Forgive me if I'm talkin' crazy.  I have no real musical education.

Much thanks!


----------



## mpbnl8182 (Jan 22, 2004)

phatcactus said:
			
		

> Real quick...  I'm layin' out a new song in GarageBand, and it's in the key of A minor.  F major is the same thing as A minor, I think.  Seeing that GB doesn't give a place to put the scale when you pick a key, should I tell it that the song is in A or F?
> 
> Does it really even matter if you're not using Apple's loops?  I mean I could tell it it's in Q flat, but on the software keyboard, C would still be C.
> 
> ...



No, it wouldn't matter if you aren't using any loops.  If you are laying down all the tracks, then it's the notes you are playing.  While my music theory is rusty, while a Major/Minor scale have the same flats/sharps, they are still not the same key.  Though, as always, I could be wrong.

MP

PS Good luck with your song


----------



## phatcactus (Jan 22, 2004)

Thank you.  I'm sure your rusty theory is better than my nonexistent theory.


----------



## karavite (Jan 24, 2004)

A Minor is the relative minor of C Major. From this, D minor would be the relative minor of F major. So, if you played a C major scale, but started and ended on A instead of C, you are playing an A minor scale. In C major, A is the 6th as is D the sixth of F major. For any other major scale, the 6th is the relative minor key. Does this make sense?

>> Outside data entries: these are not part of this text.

PR #2200, opened 2021-12-15
chore: externalize Vale styles (for the master branch)

themr0c:

Externalize Vale styles. Use Vale styles maintained in external repositories:

- https://github.com/vale-at-red-hat/vale-at-red-hat/releases/latest/download/RedHat.zip
-  https://github.com/vale-at-red-hat/chedocs/releases/latest/download/CheDocs.zip 

Single source for the Vale style used for all projects using the RedHat Style Guide, and the Vale style used for other Eclipse Che projects (the blog).

7.41.0

## Pull Request checklist

- Any procedure:
  - [ ] Successfully tested.
- Any page or link rename:


.vale.ini
```diff
@@ -43,17 +37,17 @@ properties = md
...
 
 [*.ini]
-BasedOnStyles = CheDocs,IBM
-IBM.Slash = NO
-IBM.Spacing = NO
-CheDocs.Spelling = NO
+BasedOnStyles = RedHat
+RedHat.Slash = NO
+RedHat.Spacing = NO
+RedHat.Spelling = NO
```
themr0c, line 53:
```suggestion
RedHat.Spelling = NO
RedHat.url = NO

```

.vale.ini
```diff
@@ -43,17 +37,19 @@ properties = md
...
+RedHat.url = NO
```
themr0c, line 54:
```suggestion
RedHat.url = NO
RedHat.ConfigMap  = NO
```

.vale.ini
```diff
@@ -43,17 +37,20 @@ properties = md
...
+RedHat.ConfigMap  = NO
```
themr0c, line 55:
```suggestion
RedHat.ConfigMap  = NO
RedHat.write = NO
```

benoitf (approved):
I think it might be good to check sha before always downloading the same file when we're launching the command but could be an improvement

Also styles could be cached in github action as well using sha as a key as well to be more robust/faster

tolusha (approved):

themr0c:
Good ideas @benoitf. Maybe for the next iteration. Let's see first if downloading the styles is consuming too much time.

themr0c:
> I think it might be good to check sha before always downloading the same file when we're launching the command but could be an improvement
> 
> Also styles could be cached in github action as well using sha as a key as well to be more robust/faster

=> https://issues.redhat.com/browse/RHDEVDOCS-3601

themr0c:
https://git-scm.com/ is down today :(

Here you go: A quick Google search on the "Circle of Fifths" - 
http://www.torvund.net/guitar/Theory/23-Circle_of_fifth.asp

P.S. Don't be intimidated by theory, it is just a lot of adding or subtracting, counting intervals, some terminology and memorization at it's most basic level - kind of like your multiplication tables for math! If we didn't have our 12 tone scale with that annoying lack of an E#/Fb or a B#/Cb (or just used 11 letters instead of 7 letters + flats and sharps), it would be a piece of cake! Imagine if we had to learn how to count numbers and had a "3 sharp" and a "7 flat" to deal with!

Learning theory on guitar is difficult because it is often hard to see the relationships - keyboard/piano makes it MUCH easier. Even if you don't play piano, it is a great tool for learning theory; especially when you learn your scales in all keys - a good first step. As you get used to it, you will picture a keyboard in your mind whenever you are sorting something out.

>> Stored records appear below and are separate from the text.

PR #2213, opened 2022-01-18
chore: Update Dockerfile.

themr0c:
Major changes:

- Upgrading `antora` to 3.0.0, as Antora 2.3 will enter maintenance on January 25, 2022 and reach end of life (EOL) on February 25, 2022.
- Adding Antora Lunr Extension. See https://gitlab.com/antora/antora-lunr-extension.
- Upgrading `vale` to 2.14.0
- Adding `diagrams`
- Removing `linkckecker`

We need to merge https://github.com/eclipse/che-docs/pull/2212 before publishing the new container.

### DIFF
--- a/.github/workflows/build-container.yml
+++ b/.github/workflows/build-container.yml
@@ -1,0 +1,43 @@
+#
+# Copyright (c) 2021 Red Hat, Inc.
+# This program and the accompanying materials are made
+# available under the terms of the Eclipse Public License 2.0
+# which is available at https://www.eclipse.org/legal/epl-2.0/
+#
+# SPDX-License-Identifier: EPL-2.0
+#
+
+name: Build and publish container
+
+on:
+  workflow_dispatch:
+  push:
+    branches:
+      - main
+
+jobs:
+  build:
+    runs-on: ubuntu-20.04
+    steps:
+      - name: Checkout
+        uses: actions/checkout@v2
+      - name: Set up QEMU
+        uses: docker/setup-qemu-action@v1
+      - name: Set up Docker Buildx
+        uses: docker/setup-buildx-action@v1
+      - name: Login to docker.io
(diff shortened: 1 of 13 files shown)


benoitf (approved):

.gitignore
```diff
@@ -40,3 +40,4 @@ linkchecker-out.html
 .local
 .yarnrc
 yarn.lock
+package.json
```
benoitf, line 43: looks odd to ignore this file ?

themr0c: We don't need it. It's presence is misleading because we don't use it or maintain it, but it could lead people to think they should install Antora locally rather than using the container.

themr0c:
It seems I will need to publish the container to enable the build to pass...

As the integrated search is a key feature we were waiting for since long, I will move forward quickly.

themr0c:
I finished my round of patching projects depending on the che-docs container image. I will publish the new image.

.github/workflows/build-container.yml
```diff
@@ -0,0 +1,43 @@
+#
+# Copyright (c) 2021 Red Hat, Inc.
```
benoitf:
```suggestion
# Copyright (c) 2022 Red Hat, Inc.
```

Dockerfile
```diff
@@ -76,27 +77,28 @@ RUN apk add --no-cache --update \
...
 
 VOLUME /projects
 WORKDIR /projects
 ENV HOME="/projects" \
-    NODE_PATH="/usr/local/share/.config/yarn/global/node_modules"
+    NODE_PATH="/usr/local/share/.config/yarn/global/node_modules" \
+    USER_NAME=che-docs
 
-USER 1001
+USER 1000
```
themr0c:
```suggestion
USER 1001
```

If you really want to get weird, I can tell you all about how my old theory teacher taught me to use the image of "girl types" to help me understand the tonal qualities of all the modes of the major scale. For example, Ionian mode - cheer leader, Phrygian mode - psycho goth girl, Aolian - cute though kind of neurotic girl... then again, we all may have different taste in women and women can certainly use their own guy types for modes too!


----------



## phatcactus (Jan 24, 2004)

karavite:  Yeah, that does actually make some sense.  I played piano when I was a youngum, so I have no idea why I thought A minor was F major.  I'm absolutely hopeless, that's for sure.  

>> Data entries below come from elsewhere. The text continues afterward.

PR #2216, opened 2022-01-24
chore: location for eclipse-che/che-docs-vale-style

themr0c:
New location: https://github.com/eclipse-che/che-docs-vale-style


benoitf (approved):

benoitf:
just curious: why the vale style of che-docs is not part of che-docs repository ?

themr0c:
> just curious: why the vale style of che-docs is not part of che-docs repository ?

We use the "Release" feature in GitHub to distribute the CheDocs style (for use in Eclipse Che blog). It would look awkward in the che-docs repository, where we would expect a release to be a release of the Che docs. Using a dedicated repository leaves no place for ambiguity.

Additionally, we can have a different release workflow on this repository: we don't require a double review.

rkratky (approved):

And although I fear the explanation, why 11 notes?  Aren't there 12?  Pleeease tell me there are still 12...!

Funny you mention your technique.  When I was learning piano, I associated different notes' sounds with different members of a family.  Like, C was the dad, and A was the mom, black keys were like, the mean family members, stuff like that.  This, and the fact that I absolutely hated practicing, led me to play everything by ear, so I never really learned to read music, and so this theory business is nonsense to me.  Boo.


----------



## karavite (Jan 24, 2004)

phatcactus said:
			
		

> And although I fear the explanation, why 11 notes?  Aren't there 12?  Pleeease tell me there are still 12...!



You know, I KNEW that would be adding yet more confusion!  We have a 12 tone system in each octive, but since the first and last note in this range are the same, that is why I said 11 letters.

A A# B C C# D D# E F F# G G# A
= 12 - right, but "A" is listed twice in the octave.

So if we made "theory more usable" by getting rid of flats and sharps and just use somthing like:

A B C D E F G H I J K A

we still have the same 12 tone scale, but only need 11 letters to do that. You know what, I don't think that would make things easier! 

Any way, theory is really interesting, but you know what, there are plenty of great muscians who don't know much theory and plenty of boring ones who do - of course the opposite is also true too. I learned theory for jazz, but was always amazed at how the really good jazz muscians know so much about theory to the point they don't even think about it when they play over tunes that change key every two beats - they just know what they want to do and do it. Some go even further by breaking all rules and making it work. Achieving that kind of level is insane for most humans. On the flip side, I think the only way you can be a great blues player is to not know much about theory! As soon as you start adding all those extra notes, you can lose the whole essence of it! Know what I mean?

P.S. If you are ever playing blues with a snotty/jerk/arrogant... horn player, call out a blues in any key but F or Bb and you will more than likely ruin his day - plain old B will really screw them up unless they know their stuff!

Any way - that's really funny about your family notes! See, you were able to associate sounds with ideas/moods without any theory. I'd take a good ear over theory any day! Maybe you should write a song in Garage Band, then use the software to transpose it to F# (or some other sharp/flat heavy key) and play it for all those mean family members! 

Any, though I suppose I know a bit about theory it does help me appreciate certain musicians/composers like Thelonius Monk, Duke Ellington or Bach. But these same people knew how to really "say something" in a non-quantifiable emotional way too. At the same time I simply love Earl Scruggs (banjo player and did the Beverly Hills music - was even on a few shows) and Neil Young. These two (the latter) just write great songs and simple melodies and that is all you need some times!

One more story in my endless babbling. In my little music room/office, I  have a print out framed on my wall of a transcription of an insanely complex improvised sax solo by John Coltrane, someone who REALLY knew his theory. Some guy took the time to transcribe the entire solo and showed it to John Coltrane. His reaction was something like, "I could never play this." I think that says something important about getting to analytical about music!


----------